Source material section start
PR #489, opened 2022-08-10
New method to determine which RCM is closer to passing constraints

nv-braf:
New public method in RCM class: compare_constraints()
New static method in constraint_manager: constraint_failure_percentage()

### DIFF
--- a/model_analyzer/result/constraint_manager.py
+++ b/model_analyzer/result/constraint_manager.py
@@ -12,7 +12,10 @@
 # See the License for the specific language governing permissions and
 # limitations under the License.
 
-from typing import List, Dict
+from typing import List, Dict, TYPE_CHECKING
+
+if TYPE_CHECKING:
+    from model_analyzer.result.run_config_measurement import RunConfigMeasurement
 
 
 class ConstraintManager:
@@ -45,7 +48,7 @@ class ConstraintManager:
     @staticmethod
     def satisfies_constraints(
             constraints: List[Dict[str, Dict[str, int]]],
-            run_config_measurement: "RunConfigMeasurement") -> bool:
+            run_config_measurement: 'RunConfigMeasurement') -> bool:
         """
         Checks that the measurements, for every model, satisfy 
         the provided list of constraints
@@ -82,7 +85,7 @@ class ConstraintManager:
     @staticmethod
     def constraint_failure_percentage(
             constraints: List[Dict[str, Dict[str, int]]],
-            run_config_measurement: "RunConfigMeasurent") -> float:
+            run_config_measurement: 'RunConfigMeasurement') -> float:
         """
         Additive percentage, for every measurement, in every model, of how much 
         the RCM is failing the constraints by
--- a/model_analyzer/result/constraint_manager.py
+++ b/model_analyzer/result/constraint_manager.py
@@ -12,7 +12,7 @@
 # See the License for the specific language governing permissions and
 # limitations under the License.
 
-from typing import List, Dict, Tuple, Union, TYPE_CHECKING
+from typing import List, Dict, TYPE_CHECKING
 
 from model_analyzer.record.record import Record
 
@@ -72,11 +72,10 @@ class ConstraintManager:
         if constraints:
             for (i, model_metrics) in enumerate(run_config_measurement.data()):
                 for metric in model_metrics:
-                    matches, constraint = ConstraintManager._metric_matches_constraint(
-                        metric, constraints[i])
-                    if matches:
+                    if ConstraintManager._metric_matches_constraint(
+                            metric, constraints[i]):
                         if ConstraintManager._get_failure_percentage(
-                                metric, constraint) > 0:
+                                metric, constraints[i][metric.tag]) > 0:
                             return False
 
         return True
@@ -93,27 +92,25 @@ class ConstraintManager:
         -------
         float
         """
-        failure_percentage = 0.0
+        failure_percentage: float = 0
 
         if constraints:
             for (i, model_metrics) in enumerate(run_config_measurement.data()):
                 for metric in model_metrics:
-                    matches, constraint = ConstraintManager._metric_matches_constraint(
-                        metric, constraints[i])
-                    if matches:
+                    if ConstraintManager._metric_matches_constraint(
+                            metric, constraints[i]):
                         failure_percentage += ConstraintManager._get_failure_percentage(
-                            metric, constraint)
+                            metric, constraints[i][metric.tag])
 
         return failure_percentage * 100
 
     @staticmethod
     def _metric_matches_constraint(
-        metric: Record, constraint: Dict[str, Dict[str, int]]
-    ) -> Tuple[bool, Union[Dict[str, int], None]]:
+            metric: Record, constraint: Dict[str, Dict[str, int]]) -> bool:
         if constraint is not None and metric.tag in constraint:
-            return (True, constraint[metric.tag])
+            return True
         else:
-            return (False, None)
+            return False
 
     @staticmethod
     def _get_failure_percentage(metric: Record, constraint: Dict[str,
--- a/model_analyzer/result/constraint_manager.py
+++ b/model_analyzer/result/constraint_manager.py
@@ -87,7 +87,6 @@ class ConstraintManager:
         Additive percentage, for every measurement, in every model, of how much 
         the RCM is failing the constraints by
         
-        
         Returns
         -------
         Float
--- a/model_analyzer/result/constraint_manager.py
+++ b/model_analyzer/result/constraint_manager.py
@@ -70,9 +70,9 @@ class ConstraintManager:
         if constraints:
             for (i, model_metrics) in enumerate(run_config_measurement.data()):
                 for metric in model_metrics:
-                    if constraints[i] is not None and type(
-                            metric).tag in constraints[i]:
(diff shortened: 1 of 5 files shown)


model_analyzer/result/run_config_measurement.py
```diff
@@ -448,6 +448,34 @@ def compare_measurements(self, other: 'RunConfigMeasurement') -> float:
...
+
+        Parameters
+        ----------
+        other: RunConfigMeasurement
+            
+        Returns
+        -------
+        float
+           Positive value if other is closer to passing constraints
+           Negative value is self is closer to passing constraints
```
nv-hwoo, line 465: Typo. Change is -> if

nv-hwoo, line 465: Typo. Change is -> if

model_analyzer/result/constraint_manager.py
```diff
@@ -75,3 +81,36 @@ def satisfies_constraints(constraints, run_config_measurement):
...
+    def constraint_failure_percentage(
+            constraints: List[Dict[str, Dict[str, int]]],
+            run_config_measurement: 'RunConfigMeasurement') -> float:
+        """
+        Additive percentage, for every measurement, in every model, of how much 
+        the RCM is failing the constraints by
+        
+        Returns
+        -------
+        Float
```
nv-hwoo, line 95: Lower case to `float`

tests/test_constraint_manager.py
```diff
@@ -210,6 +210,148 @@ def test_multi_model_constraint_checks(self):
...
+            "perf_throughput": 0
+        }, {
+            "perf_latency_p99": 0,
+            "perf_throughput": 90
+        }])
+        self.assertEqual(
+            ConstraintManager.constraint_failure_percentage(constraints, rcm),
+            50)
+
+    def test_single_model_max_failure_percentage(self):
```
nv-hwoo, line 325: Duplicate function.

model_analyzer/result/constraint_manager.py
```diff
@@ -75,3 +81,36 @@ def satisfies_constraints(constraints, run_config_measurement):
...
+        failure_percentage = 0
+
+        if constraints:
+            for (i, model_metrics) in enumerate(run_config_measurement.data()):
+                for metric in model_metrics:
+                    if constraints[i] is not None and metric.tag in constraints[
+                            i]:
+                        constraint = constraints[i][metric.tag]
+                        if 'min' in constraint:
+                            if metric.value() < constraint['min']:
```
tgerdesnv, line 106: 6 levels of nesting -> smells like it needs a refactor

model_analyzer/result/constraint_manager.py
```diff
@@ -75,3 +81,36 @@ def satisfies_constraints(constraints, run_config_measurement):
...
+            run_config_measurement: 'RunConfigMeasurement') -> float:
+        """
+        Additive percentage, for every measurement, in every model, of how much 
+        the RCM is failing the constraints by
+        
+        Returns
+        -------
+        Float
+        """
+        failure_percentage = 0
```
tgerdesnv, line 97: what are the bounds on this? 0 to 100? 0 to 100 * num_constraints?

model_analyzer/result/constraint_manager.py
tgerdesnv: maybe something like `_get_failure_percentage(metric, constraint)`, which can also be reused in satisfies_constraints()?

model_analyzer/result/run_config_measurement.py
```diff
@@ -448,6 +448,34 @@ def compare_measurements(self, other: 'RunConfigMeasurement') -> float:
...
+        """
+        if self.is_passing_constraints() or other.is_passing_constraints():
+            return None
+
+        self_failing_pct = ConstraintManager.constraint_failure_percentage(
+            self._model_config_constraints, self)
+        other_failing_pct = ConstraintManager.constraint_failure_percentage(
+            other._model_config_constraints, other)
+
+        return (self_failing_pct - other_failing_pct) / 100
```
Source material section end
### Activity:
Print out the listing in full, exactly as it appears.

### Output for this task:
PR #489, opened 2022-08-10
New method to determine which RCM is closer to passing constraints

nv-braf:
New public method in RCM class: compare_constraints()
New static method in constraint_manager: constraint_failure_percentage()

### DIFF
--- a/model_analyzer/result/constraint_manager.py
+++ b/model_analyzer/result/constraint_manager.py
@@ -12,7 +12,10 @@
 # See the License for the specific language governing permissions and
 # limitations under the License.
 
-from typing import List, Dict
+from typing import List, Dict, TYPE_CHECKING
+
+if TYPE_CHECKING:
+    from model_analyzer.result.run_config_measurement import RunConfigMeasurement
 
 
 class ConstraintManager:
@@ -45,7 +48,7 @@ class ConstraintManager:
     @staticmethod
     def satisfies_constraints(
             constraints: List[Dict[str, Dict[str, int]]],
-            run_config_measurement: "RunConfigMeasurement") -> bool:
+            run_config_measurement: 'RunConfigMeasurement') -> bool:
         """
         Checks that the measurements, for every model, satisfy 
         the provided list of constraints
@@ -82,7 +85,7 @@ class ConstraintManager:
     @staticmethod
     def constraint_failure_percentage(
             constraints: List[Dict[str, Dict[str, int]]],
-            run_config_measurement: "RunConfigMeasurent") -> float:
+            run_config_measurement: 'RunConfigMeasurement') -> float:
         """
         Additive percentage, for every measurement, in every model, of how much 
         the RCM is failing the constraints by
--- a/model_analyzer/result/constraint_manager.py
+++ b/model_analyzer/result/constraint_manager.py
@@ -12,7 +12,7 @@
 # See the License for the specific language governing permissions and
 # limitations under the License.
 
-from typing import List, Dict, Tuple, Union, TYPE_CHECKING
+from typing import List, Dict, TYPE_CHECKING
 
 from model_analyzer.record.record import Record
 
@@ -72,11 +72,10 @@ class ConstraintManager:
         if constraints:
             for (i, model_metrics) in enumerate(run_config_measurement.data()):
                 for metric in model_metrics:
-                    matches, constraint = ConstraintManager._metric_matches_constraint(
-                        metric, constraints[i])
-                    if matches:
+                    if ConstraintManager._metric_matches_constraint(
+                            metric, constraints[i]):
                         if ConstraintManager._get_failure_percentage(
-                                metric, constraint) > 0:
+                                metric, constraints[i][metric.tag]) > 0:
                             return False
 
         return True
@@ -93,27 +92,25 @@ class ConstraintManager:
         -------
         float
         """
-        failure_percentage = 0.0
+        failure_percentage: float = 0
 
         if constraints:
             for (i, model_metrics) in enumerate(run_config_measurement.data()):
                 for metric in model_metrics:
-                    matches, constraint = ConstraintManager._metric_matches_constraint(
-                        metric, constraints[i])
-                    if matches:
+                    if ConstraintManager._metric_matches_constraint(
+                            metric, constraints[i]):
                         failure_percentage += ConstraintManager._get_failure_percentage(
-                            metric, constraint)
+                            metric, constraints[i][metric.tag])
 
         return failure_percentage * 100
 
     @staticmethod
     def _metric_matches_constraint(
-        metric: Record, constraint: Dict[str, Dict[str, int]]
-    ) -> Tuple[bool, Union[Dict[str, int], None]]:
+            metric: Record, constraint: Dict[str, Dict[str, int]]) -> bool:
         if constraint is not None and metric.tag in constraint:
-            return (True, constraint[metric.tag])
+            return True
         else:
-            return (False, None)
+            return False
 
     @staticmethod
     def _get_failure_percentage(metric: Record, constraint: Dict[str,
--- a/model_analyzer/result/constraint_manager.py
+++ b/model_analyzer/result/constraint_manager.py
@@ -87,7 +87,6 @@ class ConstraintManager:
         Additive percentage, for every measurement, in every model, of how much 
         the RCM is failing the constraints by
         
-        
         Returns
         -------
         Float
--- a/model_analyzer/result/constraint_manager.py
+++ b/model_analyzer/result/constraint_manager.py
@@ -70,9 +70,9 @@ class ConstraintManager:
         if constraints:
             for (i, model_metrics) in enumerate(run_config_measurement.data()):
                 for metric in model_metrics:
-                    if constraints[i] is not None and type(
-                            metric).tag in constraints[i]:
(diff shortened: 1 of 5 files shown)


model_analyzer/result/run_config_measurement.py
```diff
@@ -448,6 +448,34 @@ def compare_measurements(self, other: 'RunConfigMeasurement') -> float:
...
+
+        Parameters
+        ----------
+        other: RunConfigMeasurement
+            
+        Returns
+        -------
+        float
+           Positive value if other is closer to passing constraints
+           Negative value is self is closer to passing constraints
```
nv-hwoo, line 465: Typo. Change is -> if

nv-hwoo, line 465: Typo. Change is -> if

model_analyzer/result/constraint_manager.py
```diff
@@ -75,3 +81,36 @@ def satisfies_constraints(constraints, run_config_measurement):
...
+    def constraint_failure_percentage(
+            constraints: List[Dict[str, Dict[str, int]]],
+            run_config_measurement: 'RunConfigMeasurement') -> float:
+        """
+        Additive percentage, for every measurement, in every model, of how much 
+        the RCM is failing the constraints by
+        
+        Returns
+        -------
+        Float
```
nv-hwoo, line 95: Lower case to `float`

tests/test_constraint_manager.py
```diff
@@ -210,6 +210,148 @@ def test_multi_model_constraint_checks(self):
...
+            "perf_throughput": 0
+        }, {
+            "perf_latency_p99": 0,
+            "perf_throughput": 90
+        }])
+        self.assertEqual(
+            ConstraintManager.constraint_failure_percentage(constraints, rcm),
+            50)
+
+    def test_single_model_max_failure_percentage(self):
```
nv-hwoo, line 325: Duplicate function.

model_analyzer/result/constraint_manager.py
```diff
@@ -75,3 +81,36 @@ def satisfies_constraints(constraints, run_config_measurement):
...
+        failure_percentage = 0
+
+        if constraints:
+            for (i, model_metrics) in enumerate(run_config_measurement.data()):
+                for metric in model_metrics:
+                    if constraints[i] is not None and metric.tag in constraints[
+                            i]:
+                        constraint = constraints[i][metric.tag]
+                        if 'min' in constraint:
+                            if metric.value() < constraint['min']:
```
tgerdesnv, line 106: 6 levels of nesting -> smells like it needs a refactor

model_analyzer/result/constraint_manager.py
```diff
@@ -75,3 +81,36 @@ def satisfies_constraints(constraints, run_config_measurement):
...
+            run_config_measurement: 'RunConfigMeasurement') -> float:
+        """
+        Additive percentage, for every measurement, in every model, of how much 
+        the RCM is failing the constraints by
+        
+        Returns
+        -------
+        Float
+        """
+        failure_percentage = 0
```
tgerdesnv, line 97: what are the bounds on this? 0 to 100? 0 to 100 * num_constraints?

model_analyzer/result/constraint_manager.py
tgerdesnv: maybe something like `_get_failure_percentage(metric, constraint)`, which can also be reused in satisfies_constraints()?

model_analyzer/result/run_config_measurement.py
```diff
@@ -448,6 +448,34 @@ def compare_measurements(self, other: 'RunConfigMeasurement') -> float:
...
+        """
+        if self.is_passing_constraints() or other.is_passing_constraints():
+            return None
+
+        self_failing_pct = ConstraintManager.constraint_failure_percentage(
+            self._model_config_constraints, self)
+        other_failing_pct = ConstraintManager.constraint_failure_percentage(
+            other._model_config_constraints, other)
+
+        return (self_failing_pct - other_failing_pct) / 100
```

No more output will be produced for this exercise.